Stuck in God’s house
BLACK RIVER, St Elizabeth — It seems the St Elizabeth Municipal Corporation will be holding its regular meetings in a church rather than its home base for much longer than was previously anticipated.
In April, the council moved its monthly and other large-group meetings to the airy, expansive Black River Independence Baptist Church at New Town, just outside the centre of St Elizabeth’s capital, Black River. That move came as a result of a perceived need to increase physical distance between individuals as part of COVID-19 measures.
The thinking then was that all would be done for councillors, municipal staff, and others to return to their regular meeting room by this month.
But last Thursday the May monthly meeting of the St Elizabeth municipality was again held at the church in New Town.
“I would imagine that we will be here until general (COVID-19-related) restrictions have eased,” chairman of the corporation and mayor of Black River Derrick Sangster told the Jamaica Observer.
Sangster explained that thoughts of using partitions between individuals to minimise the risk of virus spread at the municipal corporation’s air-conditioned meeting room evaporated after an estimate of costs by assessors.
“The cost of doing partitions [is too high],” said Sangster.
The Black River mayor was “hopeful” that the apparent trending down of the number of COVID-19 cases in recent times, from alarming levels a few weeks ago, will make it possible for a return to home-based meetings in the not too distant future.
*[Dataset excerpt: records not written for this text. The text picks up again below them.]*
PR #3458, opened 2022-07-09
Documentation: A slight revamp of the README, wording, and clearer links

egilll:
Hi. This pull request changes a handful of things which I found to be confusing when reading this otherwise excellent documentation. I apologize if this PR is too bold — do of course feel free to close this PR should you disagree with these changes.

The changes are:

* I found the lack of a link to the API in the sidebar to be extremely confusing. It turns out that it was in the header, but it still always takes me a while to remember where to look for it.
* The API docs include links to more detailed articles on some topics, but that link is "hidden" behind the "Usage:" label. I did not figure that out at first, and so I've changed the link to a "(further information)" label.
* In "Creating custom observables", it was not clear that "the concept of atoms" refers to a class used interally by MobX.
* README:
  * The main README in GitHub did not include a link to the main documentation at mobx.js.org which I occasionally found confusing.
  * <s>I believe it is better to let readers know *what* the project is about before showing a long list of sponsors, so I've moved the introduction above the list of sponsors.</s>
  * I removed the "What others are saying" section. The quotes were not convincing and fairly childish, which I associate mainly with brand new, non-stable projects.
  * Changed the link to the MobX book from an incomplete Google Books preview to PacktPub/Amazon.
  * Changed the term "Transparent Functional Reactive Programming" to simply "functional reactive programming". The README read as if TFRP is some general term one could be expected to know, but no, it is practically non-existent, not being used by anyone apart from MobX and two (low-impact) papers. "Transparent Reactive Programming" was used internally by someone at Meteor but that term did not catch on either. In my view it is therefore not helpful to readers to include it.
* Removed the sentence "Collections such as arrays, Maps and Sets are made observable automatically" from the page "Creating observable state". It appears that this claim is missing some additional context.
* Added "(£5)" to "Download the Mobx cheat sheet".
* Also some minor wording fixes.

PR #3477, opened 2022-07-23
Coveralls badges

kubk:
The PR brings coveralls.io badges back. I've also removed Typescript/Prettier badges because nowadays these tools are de facto standard. Let's avoid excess information to not overwhelm reader.

Regarding allowing coveralls job to fail on CI, there is no clean solution yet, the issue is still open: https://github.com/actions/toolkit/issues/399

For example, one of the workarounds https://github.com/actions/toolkit/issues/399#issuecomment-607465968 would allow to merge a PR with optional failed job, but GitHub will show the whole PR as failed (with ❌ symbol). 

@urugator How often do you encounter coveralls random fails?

Here coveralls job failed because the tests failed too: https://github.com/mobxjs/mobx/pull/3458/commits/be29cd01257004c4433414ea4d3101d459ef95c8

### DIFF
--- a/packages/mobx-react-lite/README.md
+++ b/packages/mobx-react-lite/README.md
@@ -1,9 +1,8 @@
 # mobx-react-lite
 
-[![CircleCI](https://circleci.com/gh/mobxjs/mobx-react-lite.svg?style=svg)](https://circleci.com/gh/mobxjs/mobx-react-lite)[![Coverage Status](https://coveralls.io/repos/github/mobxjs/mobx-react-lite/badge.svg)](https://coveralls.io/github/mobxjs/mobx-react-lite)[![NPM downloads](https://img.shields.io/npm/dm/mobx-react-lite.svg?style=flat)](https://npmjs.com/package/mobx-react-lite)[![Minzipped size](https://img.shields.io/bundlephobia/minzip/mobx-react-lite.svg)](https://bundlephobia.com/result?p=mobx-react-lite)
-
-[![TypeScript](https://badges.frapsoft.com/typescript/code/typescript.svg?v=101)](https://github.com/ellerbrock/typescript-badges/)[![code style: prettier](https://img.shields.io/badge/code_style-prettier-ff69b4.svg)](https://github.com/prettier/prettier)
-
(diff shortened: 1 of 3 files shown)


packages/mobx-react-lite/README.md
```diff
@@ -1,9 +1,8 @@
...
-
-[![TypeScript](https://badges.frapsoft.com/typescript/code/typescript.svg?v=101)](https://github.com/ellerbrock/typescript-badges/)[![code style: prettier](https://img.shields.io/badge/code_style-prettier-ff69b4.svg)](https://github.com/prettier/prettier)
-
+[![CircleCI](https://circleci.com/gh/mobxjs/mobx-react-lite.svg?style=svg)](https://circleci.com/gh/mobxjs/mobx-react-lite)
+[![Coverage Status](https://coveralls.io/repos/github/mobxjs/mobx-react-lite/badge.svg)](https://coveralls.io/github/mobxjs/mobx-react-lite)
+[![NPM downloads](https://img.shields.io/npm/dm/mobx-react-lite.svg?style=flat)](https://npmjs.com/package/mobx-react-lite)[![Minzipped size](https://img.shields.io/bundlephobia/minzip/mobx-react-lite.svg)](https://bundlephobia.com/result?p=mobx-react-lite)
 [![Discuss on Github](https://img.shields.io/badge/discuss%20on-GitHub-orange)](https://github.com/mobxjs/mobx/discussions)
```
kubk, line 6: https://github.com/mobxjs/mobx/tree/main/packages/mobx-react-lite#readme

Badges are to close to each other, I've added a bit of space

urugator:
Do we know why it fails? To be clear I dunno if badges are always the cause. It seems quite random, so I thought it's because of race conditions or someting, but if it's just some service being unresponsive, then there is not much we can do I guess (besides increasing timeout).

kubk:
@urugator Sorry for confusing you. The badges has nothing to do with CI. They just query some information from an endpoint and display it.

Regarding CI failures, I saw a few times how Coveralls Github action failed due to 504 from Coveralls API. Yes, there isn't much we can do because it seems like GitHub doesn't have a way to make job optional. In GitLab you can allow job to fail and still get the green pipeline: https://docs.gitlab.com/ee/ci/yaml/#allow_failure

Let's keep an eye on CI to understand how often we encounter such a situation. Then if it fails often, we can apply the workaround described in the PRs description.

urugator (approved):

While happy for the spacious, airy conditions inside Independence Baptist Church, sound reverberation and “security” have been listed as concerns by some people, including councillors and journalists.
During last Thursday’s meeting, Sangster briefly noted that the “acoustics are poor”.
The meeting room and related facilities at the St Elizabeth Municipal Corporation were completed in 2015 — after several years of stops and starts — at a cost of close to $30 million. It replaced a more than 100-year-old wooden structure, which is a National Heritage site.